(Source data)
-*-*-

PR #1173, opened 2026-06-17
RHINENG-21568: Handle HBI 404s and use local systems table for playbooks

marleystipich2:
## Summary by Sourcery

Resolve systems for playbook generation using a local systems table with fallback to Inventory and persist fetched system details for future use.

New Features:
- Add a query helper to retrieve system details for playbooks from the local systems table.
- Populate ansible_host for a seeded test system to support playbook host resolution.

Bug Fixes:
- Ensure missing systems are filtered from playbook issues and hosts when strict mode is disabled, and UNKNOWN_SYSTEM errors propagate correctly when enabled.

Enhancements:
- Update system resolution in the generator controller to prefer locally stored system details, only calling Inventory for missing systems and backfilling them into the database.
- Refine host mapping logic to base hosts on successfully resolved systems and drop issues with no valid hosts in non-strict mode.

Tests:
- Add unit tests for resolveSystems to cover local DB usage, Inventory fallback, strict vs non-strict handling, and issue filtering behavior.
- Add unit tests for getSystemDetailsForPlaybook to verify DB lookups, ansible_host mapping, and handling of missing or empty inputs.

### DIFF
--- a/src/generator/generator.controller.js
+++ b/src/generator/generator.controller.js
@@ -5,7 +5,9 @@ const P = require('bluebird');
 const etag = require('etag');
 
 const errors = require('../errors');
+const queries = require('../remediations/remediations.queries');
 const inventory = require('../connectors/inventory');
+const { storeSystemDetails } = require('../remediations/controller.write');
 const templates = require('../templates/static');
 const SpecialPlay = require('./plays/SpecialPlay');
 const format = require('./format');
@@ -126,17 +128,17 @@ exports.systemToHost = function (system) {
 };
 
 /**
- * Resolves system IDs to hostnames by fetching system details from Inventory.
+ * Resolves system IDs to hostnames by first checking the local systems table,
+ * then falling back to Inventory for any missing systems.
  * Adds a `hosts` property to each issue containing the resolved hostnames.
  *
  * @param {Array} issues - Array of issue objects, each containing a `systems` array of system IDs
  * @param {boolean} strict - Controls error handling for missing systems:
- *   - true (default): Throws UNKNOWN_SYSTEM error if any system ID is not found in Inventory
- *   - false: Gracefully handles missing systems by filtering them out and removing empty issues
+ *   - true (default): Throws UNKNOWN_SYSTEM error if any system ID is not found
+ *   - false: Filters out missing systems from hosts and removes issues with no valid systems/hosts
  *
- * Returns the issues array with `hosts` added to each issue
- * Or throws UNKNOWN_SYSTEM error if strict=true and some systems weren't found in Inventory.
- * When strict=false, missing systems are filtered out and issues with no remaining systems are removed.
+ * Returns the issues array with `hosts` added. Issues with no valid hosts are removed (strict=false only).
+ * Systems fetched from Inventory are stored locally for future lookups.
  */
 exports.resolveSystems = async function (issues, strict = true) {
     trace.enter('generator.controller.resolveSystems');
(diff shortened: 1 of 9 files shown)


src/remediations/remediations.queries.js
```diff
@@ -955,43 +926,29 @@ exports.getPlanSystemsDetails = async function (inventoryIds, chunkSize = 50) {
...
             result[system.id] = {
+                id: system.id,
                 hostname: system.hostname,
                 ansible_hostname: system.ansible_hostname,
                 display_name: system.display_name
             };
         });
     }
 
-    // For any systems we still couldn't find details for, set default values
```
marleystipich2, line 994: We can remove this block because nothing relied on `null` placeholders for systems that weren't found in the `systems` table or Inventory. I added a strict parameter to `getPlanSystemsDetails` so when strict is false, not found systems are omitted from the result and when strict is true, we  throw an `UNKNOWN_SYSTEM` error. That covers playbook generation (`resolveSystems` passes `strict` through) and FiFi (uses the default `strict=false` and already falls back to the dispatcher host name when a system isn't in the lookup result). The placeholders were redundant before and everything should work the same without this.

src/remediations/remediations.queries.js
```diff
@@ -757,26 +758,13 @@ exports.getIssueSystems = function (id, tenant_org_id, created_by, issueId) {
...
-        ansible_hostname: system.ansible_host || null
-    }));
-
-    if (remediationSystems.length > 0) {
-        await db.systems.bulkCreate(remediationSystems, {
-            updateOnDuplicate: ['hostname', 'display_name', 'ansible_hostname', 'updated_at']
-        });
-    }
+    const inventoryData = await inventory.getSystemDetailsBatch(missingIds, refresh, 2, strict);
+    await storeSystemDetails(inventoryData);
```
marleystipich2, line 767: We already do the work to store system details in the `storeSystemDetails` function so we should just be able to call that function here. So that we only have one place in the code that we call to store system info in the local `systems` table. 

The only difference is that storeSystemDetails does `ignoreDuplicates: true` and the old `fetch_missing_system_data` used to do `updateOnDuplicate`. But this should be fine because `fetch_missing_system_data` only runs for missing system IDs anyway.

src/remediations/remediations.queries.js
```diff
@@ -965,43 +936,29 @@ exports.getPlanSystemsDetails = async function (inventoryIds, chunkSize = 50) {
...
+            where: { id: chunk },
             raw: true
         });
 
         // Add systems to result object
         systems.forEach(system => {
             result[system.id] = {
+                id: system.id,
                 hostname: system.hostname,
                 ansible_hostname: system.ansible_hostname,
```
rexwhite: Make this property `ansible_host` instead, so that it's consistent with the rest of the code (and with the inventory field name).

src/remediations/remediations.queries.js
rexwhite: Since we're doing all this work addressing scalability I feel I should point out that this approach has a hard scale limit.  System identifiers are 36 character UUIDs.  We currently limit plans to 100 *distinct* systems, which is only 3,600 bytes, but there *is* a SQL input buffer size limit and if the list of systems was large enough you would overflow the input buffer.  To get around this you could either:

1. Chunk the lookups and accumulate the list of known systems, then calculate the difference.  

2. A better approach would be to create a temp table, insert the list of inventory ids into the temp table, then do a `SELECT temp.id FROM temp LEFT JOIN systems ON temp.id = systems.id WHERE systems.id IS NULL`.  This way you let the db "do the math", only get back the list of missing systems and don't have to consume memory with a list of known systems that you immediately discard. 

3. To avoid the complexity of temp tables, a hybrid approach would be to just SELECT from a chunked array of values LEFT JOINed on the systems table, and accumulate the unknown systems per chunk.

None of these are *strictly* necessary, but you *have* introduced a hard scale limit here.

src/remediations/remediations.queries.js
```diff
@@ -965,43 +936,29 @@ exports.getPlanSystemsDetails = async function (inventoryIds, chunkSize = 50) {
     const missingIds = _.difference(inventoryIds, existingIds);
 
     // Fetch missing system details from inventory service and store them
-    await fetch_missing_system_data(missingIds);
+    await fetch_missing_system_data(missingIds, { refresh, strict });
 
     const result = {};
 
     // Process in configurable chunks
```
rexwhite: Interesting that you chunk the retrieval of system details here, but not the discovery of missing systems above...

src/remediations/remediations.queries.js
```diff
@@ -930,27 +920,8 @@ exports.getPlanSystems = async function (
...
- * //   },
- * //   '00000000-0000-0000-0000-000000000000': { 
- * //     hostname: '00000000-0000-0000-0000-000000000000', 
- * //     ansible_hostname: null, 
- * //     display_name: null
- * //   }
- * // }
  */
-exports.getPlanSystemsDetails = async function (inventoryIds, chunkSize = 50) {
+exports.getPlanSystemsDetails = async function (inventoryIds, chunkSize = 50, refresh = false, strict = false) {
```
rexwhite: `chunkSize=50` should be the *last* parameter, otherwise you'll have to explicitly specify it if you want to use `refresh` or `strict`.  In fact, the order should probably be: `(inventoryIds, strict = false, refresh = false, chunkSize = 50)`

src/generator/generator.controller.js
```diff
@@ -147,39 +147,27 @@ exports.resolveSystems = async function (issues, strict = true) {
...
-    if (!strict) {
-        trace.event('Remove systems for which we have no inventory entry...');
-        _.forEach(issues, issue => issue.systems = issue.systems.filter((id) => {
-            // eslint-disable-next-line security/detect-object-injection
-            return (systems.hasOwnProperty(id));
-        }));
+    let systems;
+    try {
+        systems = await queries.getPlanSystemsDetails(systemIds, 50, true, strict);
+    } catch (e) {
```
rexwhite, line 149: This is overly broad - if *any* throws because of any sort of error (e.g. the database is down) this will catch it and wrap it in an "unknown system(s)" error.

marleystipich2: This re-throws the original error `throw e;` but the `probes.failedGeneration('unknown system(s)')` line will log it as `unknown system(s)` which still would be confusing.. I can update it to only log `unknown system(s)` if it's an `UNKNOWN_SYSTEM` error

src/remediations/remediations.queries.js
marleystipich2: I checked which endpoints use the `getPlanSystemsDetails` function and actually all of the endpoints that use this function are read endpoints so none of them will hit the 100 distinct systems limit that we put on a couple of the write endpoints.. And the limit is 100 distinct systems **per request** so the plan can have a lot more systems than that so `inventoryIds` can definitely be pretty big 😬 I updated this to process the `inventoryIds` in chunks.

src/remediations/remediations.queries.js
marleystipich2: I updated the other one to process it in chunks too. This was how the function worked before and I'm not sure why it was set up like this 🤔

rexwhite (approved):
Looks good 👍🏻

-*-*-

Required work: Give the number of lines above that contain the word "difference", with no other text.

Answer space: 3